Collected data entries
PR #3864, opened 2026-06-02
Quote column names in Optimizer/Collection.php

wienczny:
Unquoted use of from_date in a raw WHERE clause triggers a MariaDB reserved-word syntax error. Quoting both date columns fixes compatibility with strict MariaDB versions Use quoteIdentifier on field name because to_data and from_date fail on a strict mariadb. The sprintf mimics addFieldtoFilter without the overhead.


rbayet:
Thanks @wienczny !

---

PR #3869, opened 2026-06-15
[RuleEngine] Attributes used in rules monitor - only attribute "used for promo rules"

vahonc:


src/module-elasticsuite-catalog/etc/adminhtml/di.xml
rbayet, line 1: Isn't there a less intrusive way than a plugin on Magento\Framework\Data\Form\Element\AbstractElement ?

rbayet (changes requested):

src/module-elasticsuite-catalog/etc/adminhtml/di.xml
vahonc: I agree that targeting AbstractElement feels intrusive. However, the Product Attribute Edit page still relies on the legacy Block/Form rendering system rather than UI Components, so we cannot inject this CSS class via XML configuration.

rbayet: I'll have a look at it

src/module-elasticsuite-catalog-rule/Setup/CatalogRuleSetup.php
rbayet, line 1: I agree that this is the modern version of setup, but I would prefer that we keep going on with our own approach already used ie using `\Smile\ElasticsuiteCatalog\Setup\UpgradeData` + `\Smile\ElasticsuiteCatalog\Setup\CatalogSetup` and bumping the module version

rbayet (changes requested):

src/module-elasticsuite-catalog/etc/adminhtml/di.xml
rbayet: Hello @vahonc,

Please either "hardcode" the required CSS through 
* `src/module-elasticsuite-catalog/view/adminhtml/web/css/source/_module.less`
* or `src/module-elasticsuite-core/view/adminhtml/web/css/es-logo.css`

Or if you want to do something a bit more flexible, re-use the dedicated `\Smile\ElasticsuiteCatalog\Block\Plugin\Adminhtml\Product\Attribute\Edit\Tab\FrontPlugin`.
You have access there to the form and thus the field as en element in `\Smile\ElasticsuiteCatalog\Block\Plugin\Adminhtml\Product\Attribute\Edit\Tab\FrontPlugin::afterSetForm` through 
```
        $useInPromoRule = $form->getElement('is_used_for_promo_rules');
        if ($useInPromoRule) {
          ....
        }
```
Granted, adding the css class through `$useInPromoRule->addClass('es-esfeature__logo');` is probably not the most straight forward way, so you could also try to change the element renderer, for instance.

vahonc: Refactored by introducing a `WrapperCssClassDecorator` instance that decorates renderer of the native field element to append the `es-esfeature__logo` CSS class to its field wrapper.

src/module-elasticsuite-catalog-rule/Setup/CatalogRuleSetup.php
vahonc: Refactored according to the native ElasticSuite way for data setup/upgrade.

---

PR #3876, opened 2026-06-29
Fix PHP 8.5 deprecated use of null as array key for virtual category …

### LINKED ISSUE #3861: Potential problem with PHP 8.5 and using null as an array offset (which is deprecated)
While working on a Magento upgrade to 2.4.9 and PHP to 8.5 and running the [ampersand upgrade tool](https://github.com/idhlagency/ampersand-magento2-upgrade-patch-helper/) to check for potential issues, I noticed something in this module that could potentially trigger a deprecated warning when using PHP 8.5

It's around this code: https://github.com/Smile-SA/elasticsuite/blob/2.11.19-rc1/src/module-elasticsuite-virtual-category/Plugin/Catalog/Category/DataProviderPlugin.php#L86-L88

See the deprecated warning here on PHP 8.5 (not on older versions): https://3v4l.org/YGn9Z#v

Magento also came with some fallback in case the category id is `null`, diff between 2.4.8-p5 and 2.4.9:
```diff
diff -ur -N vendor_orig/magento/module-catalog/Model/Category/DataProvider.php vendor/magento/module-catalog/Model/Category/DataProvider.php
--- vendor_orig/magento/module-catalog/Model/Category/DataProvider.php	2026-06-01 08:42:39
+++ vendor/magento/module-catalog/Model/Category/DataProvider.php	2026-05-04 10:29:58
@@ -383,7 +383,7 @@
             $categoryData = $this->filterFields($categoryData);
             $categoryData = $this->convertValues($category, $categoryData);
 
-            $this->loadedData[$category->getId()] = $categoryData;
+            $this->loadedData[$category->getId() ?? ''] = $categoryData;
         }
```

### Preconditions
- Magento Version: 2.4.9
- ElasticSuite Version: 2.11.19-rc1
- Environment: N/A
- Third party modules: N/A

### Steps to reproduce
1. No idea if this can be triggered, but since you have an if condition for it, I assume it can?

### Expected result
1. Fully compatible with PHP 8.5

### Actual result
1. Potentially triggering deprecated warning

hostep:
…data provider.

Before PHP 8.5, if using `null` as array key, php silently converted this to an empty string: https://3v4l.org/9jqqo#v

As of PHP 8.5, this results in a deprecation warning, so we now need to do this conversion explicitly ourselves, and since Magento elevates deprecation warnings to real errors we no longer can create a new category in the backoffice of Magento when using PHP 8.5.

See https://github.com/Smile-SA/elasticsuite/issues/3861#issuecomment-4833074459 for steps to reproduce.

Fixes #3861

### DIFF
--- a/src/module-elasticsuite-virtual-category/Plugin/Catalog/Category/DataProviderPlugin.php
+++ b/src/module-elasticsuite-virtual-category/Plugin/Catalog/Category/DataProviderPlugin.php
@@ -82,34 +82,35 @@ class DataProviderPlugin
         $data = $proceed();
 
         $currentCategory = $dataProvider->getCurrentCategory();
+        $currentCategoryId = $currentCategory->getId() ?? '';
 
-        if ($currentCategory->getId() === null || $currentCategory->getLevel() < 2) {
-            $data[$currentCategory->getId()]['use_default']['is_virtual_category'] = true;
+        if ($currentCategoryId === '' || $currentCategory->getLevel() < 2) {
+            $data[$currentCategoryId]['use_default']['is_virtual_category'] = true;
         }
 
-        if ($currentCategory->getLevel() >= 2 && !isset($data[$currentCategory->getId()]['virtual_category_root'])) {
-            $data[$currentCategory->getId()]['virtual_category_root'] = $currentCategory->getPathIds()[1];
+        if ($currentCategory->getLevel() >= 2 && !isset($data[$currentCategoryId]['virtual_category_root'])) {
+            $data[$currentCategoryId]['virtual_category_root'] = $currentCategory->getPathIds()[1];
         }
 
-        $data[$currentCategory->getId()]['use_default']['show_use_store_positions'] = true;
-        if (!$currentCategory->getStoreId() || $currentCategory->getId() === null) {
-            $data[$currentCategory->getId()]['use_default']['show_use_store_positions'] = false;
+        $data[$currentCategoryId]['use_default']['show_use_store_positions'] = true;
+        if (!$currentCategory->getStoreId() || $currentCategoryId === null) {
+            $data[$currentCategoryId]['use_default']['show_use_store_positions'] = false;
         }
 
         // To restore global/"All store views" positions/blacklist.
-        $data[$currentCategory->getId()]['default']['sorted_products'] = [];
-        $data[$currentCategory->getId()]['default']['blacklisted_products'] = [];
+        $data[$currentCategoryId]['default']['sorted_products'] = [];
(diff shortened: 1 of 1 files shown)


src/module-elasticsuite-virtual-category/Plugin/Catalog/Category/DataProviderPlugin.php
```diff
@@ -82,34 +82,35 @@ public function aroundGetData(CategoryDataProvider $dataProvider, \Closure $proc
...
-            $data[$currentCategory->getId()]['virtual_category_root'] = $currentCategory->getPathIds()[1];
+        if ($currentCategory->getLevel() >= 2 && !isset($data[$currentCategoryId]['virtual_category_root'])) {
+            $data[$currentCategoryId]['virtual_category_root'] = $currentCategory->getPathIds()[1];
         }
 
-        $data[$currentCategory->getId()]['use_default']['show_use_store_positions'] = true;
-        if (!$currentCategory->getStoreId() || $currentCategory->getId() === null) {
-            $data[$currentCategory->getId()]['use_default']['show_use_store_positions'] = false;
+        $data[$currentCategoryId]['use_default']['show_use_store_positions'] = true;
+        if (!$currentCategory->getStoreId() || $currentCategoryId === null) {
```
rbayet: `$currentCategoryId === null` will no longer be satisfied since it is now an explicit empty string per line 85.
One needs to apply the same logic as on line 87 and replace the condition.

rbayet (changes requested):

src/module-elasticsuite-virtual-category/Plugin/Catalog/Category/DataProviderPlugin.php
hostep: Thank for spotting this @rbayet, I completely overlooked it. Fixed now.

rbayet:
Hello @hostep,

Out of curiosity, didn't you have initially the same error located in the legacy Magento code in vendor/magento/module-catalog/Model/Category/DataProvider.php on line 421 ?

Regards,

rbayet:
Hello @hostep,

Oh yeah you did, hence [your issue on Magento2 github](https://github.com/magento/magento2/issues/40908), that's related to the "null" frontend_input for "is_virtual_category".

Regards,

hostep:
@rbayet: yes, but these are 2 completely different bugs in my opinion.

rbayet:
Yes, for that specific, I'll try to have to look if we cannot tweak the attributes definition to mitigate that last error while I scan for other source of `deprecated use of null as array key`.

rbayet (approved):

Activity: For this exercise, please output exactly the lines above starting at the line with "Fixes #3861" and ending at the line with "($currentCategory->getId() === null", ends included.

Answer to this task:
Fixes #3861

### DIFF
--- a/src/module-elasticsuite-virtual-category/Plugin/Catalog/Category/DataProviderPlugin.php
+++ b/src/module-elasticsuite-virtual-category/Plugin/Catalog/Category/DataProviderPlugin.php
@@ -82,34 +82,35 @@ class DataProviderPlugin
         $data = $proceed();
 
         $currentCategory = $dataProvider->getCurrentCategory();
+        $currentCategoryId = $currentCategory->getId() ?? '';
 
-        if ($currentCategory->getId() === null || $currentCategory->getLevel() < 2) {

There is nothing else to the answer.